=== Data to examine ===
PR #161, opened 2026-03-20
Replace Climate TRACE oil and gas locations with petroleum wells datasets

aethr:
## Description

As part of incorporating Safeguard Mechanism methane estimates into the prior, we must first build up a list of locations which correspond to petroleum titles/leases where emissions have been reported.

Most Australian states publish a public dataset of boreholes/drillholes which include bores drilled for petroleum production. By locating petroleum bores that occur within active petroleum mining title/lease areas, we can build a dataset of likely emission points within a given time period. While this certainly contains many false positives due to lack of published data when wells are capped/depleted, it is already a much more comprehensive dataset than our previous implementation.

One clear disadvantage of this approach is in allocating an amount of emissions to each point. The CT dataset includes an emission estimate for each location, which we can scale to the sector total from the ANGA inventory. The currently approach doesn't have any proxy for emission quantity, meaning emissions must be distributed naively across the board, which is bound to be inaccurate. However, this should be rectified when we integrate SGM emissions which will cover the majority of emissions in the sector.

This PR also does not include processing facilities or pipelines, which will be important to include for an accurate picture of emissions.

This PR supersedes #152 , but does not currently attempt to implement any integration of Safeguard Mechanism emissions, which will come in a later PR.

## Checklist

- [x] Tests added

## Notes

I ran an analysis comparing the emission sources derived in this PR with the previous Climate TRACE dataset. The CT dataset only contains 19 locations which roughly correspond to entire oil and gas fields. The new emissions sources dataset in this PR includes 9,946 geographic points corresponding to bores and wellheads within active petroleum titles.

Of the 19 existing locations, most have an equivalent point in the new dataset less than 1,000m away. The table below shows the distance from each point in the CT dataset to the closest point in the new approach.

```
                                        ct_source_name  ...      distance (m)
26                                    Brunello-Julemar  ...   2565.933387
56                    Codie Complex - coal bed methane  ...    615.937972
81                         Fairview - coal bed methane  ...    304.942613
146                                          Gippsland  ...  10818.745818
154                                     Greater Gorgon  ...   1505.872538
185                                            Ichthys  ...    306.965484
234                                             Janzlo  ...   5300.184748
281                                           Kingfish  ...    128.765761
299                                            Laverda  ...    757.421933
341                                        NWS Project  ...    355.384971
381                                       North Rankin  ...   2784.487544
396                                             Norton  ...    800.603382
441                                            Perseus  ...   3595.978279
481                                              Pluto  ...   1586.047955
499                                            Prelude  ...  11366.165974
514  Reedy Creek, Clifford East, Combabula, Lucky G...  ...    118.506366
515                           Surat - coal bed methane  ...     29.885828
576                   Talinga-Orana - coal bed methane  ...    712.293571
599                                         Wheatstone  ...   4637.132637

[19 rows x 4 columns]
```
The locations furthest away from an emission source in the new dataset are the Gippsland and Prelude, both representing offshore fields. After plotting the old locations on a map alongside points from the NOPTA (offshore) wells dataset, it appears that the CT points are possibly a "middle point" between many wells / fields in the area. However once the dataset is reduced to only "Development" wells, the CT points aren't necessarily that close to producing clusters.

Edit: updated analysis after adding NT well data.


prayner:
notebooks/README.md: I presume it's also possible to run the notebooks
outside jupyter with uv run python ...? If so probably worth adding
for us jupyter-phobes

.../sectors/oil_gas/data/nopta_titles.py: There are hardcoded urls in
here. Perhaps leave a note for future maintainers that if this
breaks because of changed locations then you should look here

.../sectors/oil_gas/data/nsw_drillholes.py: same as above

.../sectors/oil_gas/data/nsw_titles.py: Is that NSW dataserver url now
being used several times? Centralise?

.../sectors/oil_gas/data/qld_boreholes.py: url again

.../sectors/oil_gas/data/qld_leases.py and again

.../sectors/oil_gas/data/sa_wells.py: this is how I expected the urls
to be recorded

.../sectors/oil_gas/data/wa_titles.py: hardcoded url

.../sectors/oil_gas/data/wa_wells.py: hardcoded url

.../oil_gas/emission_sources/emission_source.py: The function name
normalise_emission_source_df. "normalise" to me means reset value so
that e.g. the sum is 1 or similar. This looks like it's just
reprojecting locations. If that's right I'd suggest capturing that in
the name.

.../oil_gas/emission_sources/nsw_sources.py: this holds for all these
regional files. Is it clearer to give the method a similar name and
just differentiate by the module? This might make it clearer they're
all doing versions of the same thing

aethr:
> notebooks/README.md: I presume it's also possible to run the notebooks
> outside jupyter with uv run python ...? If so probably worth adding
> for us jupyter-phobes

I've tried to carry the jupyter torch (which was added by the Climate Resource folks) but I'm honestly not sure I'm getting much use out of it. I've never tried to run these scripts via cli because fundamentally they're being used to explore data visually with maps and charts. I think a better alternative to jupyter exists (marimo) which stores notebooks in .py by default, so I might experiment a bit here and see if I can make these more valuable. If not, I'm inclined to delete the whole folder.

> .../sectors/oil_gas/data/nopta_titles.py: There are hardcoded urls in
> here. Perhaps leave a note for future maintainers that if this
> breaks because of changed locations then you should look here

My convention thus far has been to include a comment above every DataSource that includes a link to the origin of the data. The nopta_titles file includes this:

```
# Locations of all offshore petroleum and gas titles (licenses) administered
# by the National Offshore Petroleum Titles Administrator (NOPTA), via the
# National Electronic Approvals Tracking System (NEATS).
# Source: https://www.nopta.gov.au/maps-and-public-data/neats-info.html
```

For most DataSources which include a `url` param directly, this is as close as possible. Is your feedback that you'd like this to be closer to the hard-coded urls that are found in custom `fetch` methods?

> .../sectors/oil_gas/data/nsw_titles.py: Is that NSW dataserver url now
> being used several times? Centralise?

I don't feel strongly about doing this or not doing it. I would probably suggest that if we want to centralise the URL, we might move both of these DataSources and their supporting logic into a single file?

> .../oil_gas/emission_sources/emission_source.py: The function name
> normalise_emission_source_df. "normalise" to me means reset value so
> that e.g. the sum is 1 or similar. This looks like it's just
> reprojecting locations. If that's right I'd suggest capturing that in
> the name.

When talking about data structures I would expect "normalise" to mean "make them all the same". The intent here was a function which:
- ensures all emission sources include a minimum set of fields
- ensures all geometries use the same projection

This would allow us to combine multiple sets of emission sources and know we're dealing with a homogeneous structure. Do you have a suggestion for a word which would communicate that more clearly?

> .../oil_gas/emission_sources/nsw_sources.py: this holds for all these
> regional files. Is it clearer to give the method a similar name and
> just differentiate by the module? This might make it clearer they're
> all doing versions of the same thing

To clarify, are you suggesting that we rename `nsw_emission_sources` et al. to just `emission_sources` so that all regional implementations just implement a  `emission_sources` function? Certainly the intent in naming them all "*_emission_sources" was to make it clear that they're all doing versions of the same thing. If we gave them all the exact same name, what would the `all_sources` implementation look like? Something like:

```python
import .offshore_sources

    offshore_df = offshore_sources.emission_sources(
        start_date=start_date,
        end_date=end_date,
        offshore_wells_da=offshore_wells_da,
        offshore_titles_da=offshore_titles_da,
    )
```

prayner:
Replying to several comments at once here, let me know if there's a
more github'ish way of doing this.

> .../sectors/oil_gas/data/nopta_titles.py: There are hardcoded urls in
> here. Perhaps leave a note for future maintainers that if this
> breaks because of changed locations then you should look here
>
>My convention thus far has been to include a comment above every DataSource that includes a
>link to the origin of the data.
>For most DataSources which include a url param directly, this is as close as possible. Is
>your feedback that you'd like this to be closer to the hard-coded urls that are found in
>custom fetch methods?
I preferred the way you handled it in:
src/openmethane_prior/sectors/oil_gas/data/nt_titles.py
where the url was added to the DataSource instance. That's a form used
a lot through the code now. If that's not sensible then I'd suggest
noting the presence of these urls in a developers-notes.md or similar file.
>I don't feel strongly about doing this or not doing it. I would probably suggest that if we
>want to centralise the URL, we might move both of these DataSources and their supporting
>logic into a single file?
I think that's a good solution then define the variable at the module level.
>When talking about data structures I would expect "normalise" to mean "make them all the
>same". The intent here was a function which:
>
>* ensures all emission sources include a minimum set of fields
>* ensures all geometries use the same projection
>
>This would allow us to combine multiple sets of emission sources and know we're dealing
>with a homogeneous structure. Do you have a suggestion for a word which would communicate
>that more clearly?
My concern is probably only one for mathematicians. When I map
disparate sources on to a common data structure I tend to call the
functions Canonicalise but I realise that has its own freight in the
IT world. I'd leave it. 
>
> .../oil_gas/emission_sources/nsw_sources.py: this holds for all these
> regional files. Is it clearer to give the method a similar name and
> just differentiate by the module? This might make it clearer they're
> all doing versions of the same thing
>
>To clarify, are you suggesting that we rename nsw_emission_sources et al. to just
>emission_sources so that all regional implementations just implement a emission_sources
>function? Certainly the intent in naming them all "*_emission_sources" was to make it clear
>that they're all doing versions of the same thing. If we gave them all the exact same name,
>what would the all_sources implementation look like? Something like:
I'd import the relevant modules, put them in a list and iterate over
them calling their .emission_sources method. Or define a class and
instantiate it for each jurisdiction. This looks to me like a
good analogy with how we do process_emissions.

aethr:
> I preferred the way you handled it in:
> src/openmethane_prior/sectors/oil_gas/data/nt_titles.py
> where the url was added to the DataSource instance.

The `url` param for DataSource was originally an alternative for the `fetch` method, but since most of the fetch implementations retrieve a single URL anyway, I think it does form a nice sort of self-documenting pattern. I'll apply this across the board where appropriate.

>> move both of these DataSources and their supporting logic into a single file?

> I think that's a good solution then define the variable at the module level.

That being the case, I would probably combine each of the regional sets of wells/titles into a single file for each region and apply the same pattern.

> I tend to call the functions Canonicalise but I realise that has its own freight in the
> IT world. I'd leave it.

Standardise?

> I'd import the relevant modules, put them in a list and iterate over
> them calling their .emission_sources method. Or define a class and
> instantiate it for each jurisdiction. This looks to me like a
> good analogy with how we do process_emissions.

I don't think I agree in this case. There are three differences between this and `process_emissions`:
1. each sector's `process_emissions` method is completely independent, whereas the code that aggregates all emission sources doesn't treat each output the same. NOPTA sources have to be de-duplicated w.r.t. WA sources because of significant overlap.
2. Users can opt in/out of different `process_emissions` implementations by specifying `--sectors` on the CLI, and the looping mechanism / abstract API facilitate that. This makes the code harder to read, but serves a functional purpose.
3. Most importantly, each `process_emissions` takes identical arguments whereas the emission_sources methods all take similar, but actually quite different arguments.

I think the last reason is probably the strongest in favour of leaving the emission_source methods with different names. They're similar, but take different arguments and return subtly different outputs.

prayner:
agree with maintaining emission_sources names as they are

prayner (approved):

PR #162, opened 2026-03-25
Test using local docker image in GitHub Actions

aethr:
## Description

This PR makes two minor improvements to GitHub Actions:

1. Test using local docker image

The previous implementation built and pushed a docker image to the GitHub Container Registry, then specified it as the container image for the next job, causing it to be pulled down again. This round-trip is unnecessary as there is already a local copy of the built image.

Furthermore, using our app container as a GitHub actions container is problematic for other reasons. Actions must run as root, which prevents us from using a non-root user in our application. Also, using actions in the container to set up things like caches introduces subtle changes in the test conditions that we should avoid.

2. Add an input cache

The prior uses a number of remote data sources, and all of these must be fetched and processed in the course of running the tests. Using an input cache will make tests run faster in GHA, at the expense of some fetch/parse methods not being invoked on every test run.

## Checklist

- [ ] Tests added

### DIFF
--- a/.github/workflows/build_docker.yaml
+++ b/.github/workflows/build_docker.yaml
@@ -34,16 +34,19 @@ jobs:
     # Builds and pushes the image
     # Tags the image with the PR that it is linked to
     steps:
+      # Setup repo and docker utils
       - name: Checkout code
         uses: actions/checkout@v4
-      - name: Set up Docker Buildx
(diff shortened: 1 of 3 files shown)


aethr:
Merging without a review, as this is purely an infra change. Happy to take feedback to action later if any changes are necessary.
===
#### [What to do]
A single number is expected: how many lines in the entries above hold the word "clarify".

#### [Answer to this exercise]
2